[Dataset entries]
PR #1625, opened 2022-08-08
Bug fix relating to Cluster Seed File

ie-pham:
**What this PR does**: This PR fixes an issue for GCS when anonymous usage stats is enabled. Due to the cluster seed file being in the same folder, an incorrect tenant id of an empty string gets returned in the List() call. 

Fixes #<issue number>

**Checklist**
- [x] Tests updated
- [ ] Documentation added

### DIFF
--- a/tempodb/backend/raw.go
+++ b/tempodb/backend/raw.go
@@ -132,6 +132,8 @@ func (r *reader) ReadRange(ctx context.Context, name string, blockID uuid.UUID, 
 
 func (r *reader) Tenants(ctx context.Context) ([]string, error) {
 	list, err := r.r.List(ctx, nil)
+
+	// this filter is added to fix a GCS usage stats issue that would result in ""
 	filteredList := make([]string, 0)
 	for _, tenant := range list {
 		if tenant != "" && tenant != ClusterSeedFileName {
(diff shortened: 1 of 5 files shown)


tempodb/backend/raw.go
```diff
@@ -129,7 +131,17 @@ func (r *reader) ReadRange(ctx context.Context, name string, blockID uuid.UUID,
 }
 
 func (r *reader) Tenants(ctx context.Context) ([]string, error) {
-	return r.r.List(ctx, nil)
+	list, err := r.r.List(ctx, nil)
+
+	// this filter is added to fix a GCS usage stats issue that would result in ""
+	filteredList := make([]string, 0)
```
mdisibio, line 137: nit: `make(..., 0)` isn't common.  We can alloc with the capacity = `len(list)` or if going with empty, then prefer `var filteredList []string`

mdisibio (approved):

zalegrala (approved):

tempodb/backend/raw.go
```diff
@@ -129,7 +131,17 @@ func (r *reader) ReadRange(ctx context.Context, name string, blockID uuid.UUID,
 }
 
 func (r *reader) Tenants(ctx context.Context) ([]string, error) {
-	return r.r.List(ctx, nil)
+	list, err := r.r.List(ctx, nil)
+
+	// this filter is added to fix a GCS usage stats issue that would result in ""
+	var filteredList []string
```
joe-elliott, line 137: @zalegrala @ie-pham 

minor but we should have preallocated this slice to match the tenants length.

a test on this behavior also would have been nice.

PR #1629, opened 2022-08-10
Parquet improvements

mdisibio:
**What this PR does**:
This PR has several improvements for parquet:

* Honor the `max_bytes_per_trace` limit during compaction and increment the discarded_spans metric.  This limit is interpreted as the length of the trace when protobuf encoded.  Since the exact protobuf isn't available we use an estimate.
* Reduce memory pressure during ingester flush, by adding pooling to parquet StreamingBlock and allocating with proper length in `traceToParquet`
* Reduce memory pressure on compaction by:
  * Reducing the max number of input blocks from 8 to 4. 
  * Removing prefetch. This is very impactful when very large traces (1M spans) are present as it limits the number of them that can be present in memory concurrently.
  * Tuning the rowPool to start larger and not limit the size of pooled objects
  * SortTrace pass by address
* Update parquet-go library
* Add useful tidbits to `compaction complete` message

Fixes n/a

**Checklist**
- [x] Tests updated
- [ ] Documentation added


tempodb/encoding/vparquet/compactor.go
```diff
@@ -36,8 +36,7 @@ func (c *Compactor) Compact(ctx context.Context, l log.Logger, r backend.Reader,
 		minBlockStart   time.Time
 		maxBlockEnd     time.Time
 		bookmarks       = make([]*bookmark, 0, len(inputs))
-		pool            = newRowPool(100_000)
-		prefetchSize    = c.opts.IteratorBufferSize / (len(inputs) + 1) // 1 for each input plus multiblock iterator
+		pool            = newRowPool(int(c.opts.FlushSizeBytes))
```
joe-elliott, line 39: this defaults to ~31M and we don't override it anywhere as far as I can tell. it feels weird to chuck this config in here.

does the per tenant max_bytes_per_trace make more sense?

tempodb/encoding/vparquet/compactor.go
```diff
@@ -82,6 +80,21 @@ func (c *Compactor) Compact(ctx context.Context, l log.Logger, r backend.Reader,
 			return rows[0], nil
 		}
 
+		// Total
+		if c.opts.MaxBytesPerTrace > 0 {
```
joe-elliott, line 84: this ditches traces a bit more aggressively than the v2 logic. let's keep an eye on spans discarded as we roll this out.

tempodb/encoding/vparquet/compactor.go
mdisibio: I think either makes sense, as long as it's large enough to prevent allocations for the largest traces.   Now that we have `max_bytes_per_trace` it does seem more appropriate. In the case that there is no limit, it would be zero.  Will change it.

tempodb/encoding/vparquet/compactor.go
mdisibio: Yes that is true, it is comparing `sum(len(inputs))` whereas v2 compared against `len(output)`.  However, in this case the mem usage from parsing and combining a large trace is significant (possibly a few GB).  If we can think of a way to make this more efficient/precise, let's do it.

joe-elliott (approved):

PR #1650, opened 2022-08-17
Parquet: Generic Writer

joe-elliott:
**What this PR does**:
Uses the generic writer for streaming block `Add()` instead of deconstructing and writing. This results in ~20% CPU reduction and ~40% memory reduction in ingesters.

A really gorpy "estimate size" method was added to make guesses about the size of the trace as it is added to the block. This is used for deciding to cut a rowgroup (much like compaction). I'm tempted to remove the current implementation in favor of something quite a bit more simple such as just adding a static value for every span attribute in the trace.

Marking as draft because, as is, this PR trips a GC crash https://github.com/segmentio/parquet-go/issues/299. We will merge this after 1.5 is cut.


tempodb/encoding/vparquet/create.go
```diff
@@ -139,19 +132,29 @@ func (b *streamingBlock) AddRaw(id []byte, row parquet.Row, start, end uint32) e
...
 }
 
 func (b *streamingBlock) CurrentBufferedObjects() int {
 	return b.currentBufferedTraces
 }
 
 func (b *streamingBlock) Flush() (int, error) {
+	// batch write traces
+	if len(b.bufferedTraces) > 0 {
+		_, err := b.pw.Write(b.bufferedTraces)
```
mdisibio, line 151: It's very interesting that this results in ~40% less memory.  I would have expected an increase, since at this point the entire page of traces is resident in memory twice:  `b.bufferedTraces` and within `b.pw`.   Do you think it's worth zeroing out `b.bufferedTraces` to allow GC?  Otherwise it seems possible for Traces to hang around until the streaming block is collected.

mdisibio:
Left a few comments.  Otherwise this PR looks good to me, the numbers are fantastic.

tempodb/encoding/vparquet/create.go
```diff
@@ -215,3 +227,89 @@ func (b *streamingBlock) Complete() (int, error) {
 
 	return n, writeBlockMeta(b.ctx, b.to, b.meta, b.bloom)
 }
+
+// estimateTraceSize attempts to estimate the size of trace in bytes. This is used to make choose
+// when to cut a row group during block creation.
+// TODO: This function regularly estimates lower values then estimateProtoSize() and the size
```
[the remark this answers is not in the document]
joe-elliott: Yeah, throwing in an extra byte per field does bring it a lot closer. I suppose that consistency is as important as accuracy here. As long as it's consistent it will respond in expected ways to adjusting the row sizes.

Currently having both of these methods is a little tedious though. Hopefully we will find ways to get the compaction cycle to use GenericReader/Writer effectively and we can just have one of these methods.

tempodb/encoding/vparquet/create.go
joe-elliott: The memory savings come from simply exerting way less pressure on the GC. Agree we should zero out traces. I will add that.

joe-elliott:
The Parquet library recently fixed the issue blocking this PR: https://github.com/segmentio/parquet-go/pull/323

Dropping draft.

mdisibio (approved):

*TASK OBJECTIVE*: Go through the records above and copy every line with the word "inputs".

*ANSWER*:
 		bookmarks       = make([]*bookmark, 0, len(inputs))
-		prefetchSize    = c.opts.IteratorBufferSize / (len(inputs) + 1) // 1 for each input plus multiblock iterator
mdisibio: Yes that is true, it is comparing `sum(len(inputs))` whereas v2 compared against `len(output)`.  However, in this case the mem usage from parsing and combining a large trace is significant (possibly a few GB).  If we can think of a way to make this more efficient/precise, let's do it.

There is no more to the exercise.